### Work required:
An exact reproduction of all the entries below is required.

*** The data Section Begins ***

PR #1219, opened 2018-03-20
Add support for v1 config.

### LINKED ISSUE #1217: Migrate "v2" config to "v1" in Mixer fitler config
Currently,  it is using "v2" which is confusing.   Decided to migrate it back to "v1" with following steps

1) change proxy to support both "v1" and "v2" fields.  if this is version x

*** The data Section Ends ***

### Solution to this task:
PR #1219, opened 2018-03-20
Add support for v1 config.

### LINKED ISSUE #1217: Migrate "v2" config to "v1" in Mixer fitler config
Currently,  it is using "v2" which is confusing.   Decided to migrate it back to "v1" with following steps

1) change proxy to support both "v1" and "v2" fields.  if this is version x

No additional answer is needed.